+++ TASK INPUT
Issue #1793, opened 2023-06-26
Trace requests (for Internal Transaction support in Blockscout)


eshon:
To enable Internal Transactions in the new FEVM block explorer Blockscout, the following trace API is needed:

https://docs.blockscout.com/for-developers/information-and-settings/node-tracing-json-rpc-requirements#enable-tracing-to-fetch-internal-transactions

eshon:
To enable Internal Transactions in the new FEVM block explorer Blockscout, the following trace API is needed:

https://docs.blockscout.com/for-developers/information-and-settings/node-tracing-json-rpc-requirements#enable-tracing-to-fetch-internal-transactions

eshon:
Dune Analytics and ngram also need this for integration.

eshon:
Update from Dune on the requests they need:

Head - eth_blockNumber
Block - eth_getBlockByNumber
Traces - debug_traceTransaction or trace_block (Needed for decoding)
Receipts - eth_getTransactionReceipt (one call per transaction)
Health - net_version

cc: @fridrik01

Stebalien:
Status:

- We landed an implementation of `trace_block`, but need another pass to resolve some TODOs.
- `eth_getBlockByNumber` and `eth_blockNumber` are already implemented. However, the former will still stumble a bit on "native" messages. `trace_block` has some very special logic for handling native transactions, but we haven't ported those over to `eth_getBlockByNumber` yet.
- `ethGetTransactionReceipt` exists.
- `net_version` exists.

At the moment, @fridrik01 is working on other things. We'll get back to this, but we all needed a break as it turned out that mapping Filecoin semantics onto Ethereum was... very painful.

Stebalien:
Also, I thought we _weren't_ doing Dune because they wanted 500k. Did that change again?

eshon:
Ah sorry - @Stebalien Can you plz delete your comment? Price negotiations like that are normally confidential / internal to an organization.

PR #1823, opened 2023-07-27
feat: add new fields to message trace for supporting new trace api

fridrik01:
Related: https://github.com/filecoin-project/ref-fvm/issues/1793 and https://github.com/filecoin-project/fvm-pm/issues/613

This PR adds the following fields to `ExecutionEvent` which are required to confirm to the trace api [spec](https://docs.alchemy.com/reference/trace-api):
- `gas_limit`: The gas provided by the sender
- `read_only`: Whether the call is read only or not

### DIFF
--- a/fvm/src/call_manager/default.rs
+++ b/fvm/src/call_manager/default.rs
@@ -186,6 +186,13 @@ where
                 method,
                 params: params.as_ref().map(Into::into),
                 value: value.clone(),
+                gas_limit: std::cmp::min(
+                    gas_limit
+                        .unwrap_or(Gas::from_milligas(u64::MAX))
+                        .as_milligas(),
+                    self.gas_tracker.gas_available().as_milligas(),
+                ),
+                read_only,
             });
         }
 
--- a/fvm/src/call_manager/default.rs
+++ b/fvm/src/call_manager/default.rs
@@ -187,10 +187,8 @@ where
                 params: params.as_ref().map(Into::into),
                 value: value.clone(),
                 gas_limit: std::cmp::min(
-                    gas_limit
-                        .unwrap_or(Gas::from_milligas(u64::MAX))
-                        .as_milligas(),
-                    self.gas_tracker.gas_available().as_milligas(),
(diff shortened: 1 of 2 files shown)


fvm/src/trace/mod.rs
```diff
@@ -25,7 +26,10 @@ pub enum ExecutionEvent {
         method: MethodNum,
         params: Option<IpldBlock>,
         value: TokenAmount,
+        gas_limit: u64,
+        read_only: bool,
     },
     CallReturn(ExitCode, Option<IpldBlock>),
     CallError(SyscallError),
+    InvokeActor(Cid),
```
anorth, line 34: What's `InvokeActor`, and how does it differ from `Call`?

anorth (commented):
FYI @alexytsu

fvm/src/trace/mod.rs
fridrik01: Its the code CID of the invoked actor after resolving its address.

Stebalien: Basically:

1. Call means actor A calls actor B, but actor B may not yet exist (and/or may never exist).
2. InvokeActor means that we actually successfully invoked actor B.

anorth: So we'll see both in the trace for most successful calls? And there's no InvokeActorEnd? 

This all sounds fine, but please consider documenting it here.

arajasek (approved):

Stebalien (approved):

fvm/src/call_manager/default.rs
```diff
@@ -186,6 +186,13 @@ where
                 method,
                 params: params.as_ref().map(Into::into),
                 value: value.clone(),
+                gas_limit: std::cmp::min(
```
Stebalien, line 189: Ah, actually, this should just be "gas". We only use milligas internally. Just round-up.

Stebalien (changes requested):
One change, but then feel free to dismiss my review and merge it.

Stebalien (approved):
++++++
Work through the data line by line and state how many lines have the string "means"; add nothing else.

### TASK RESPONSE
2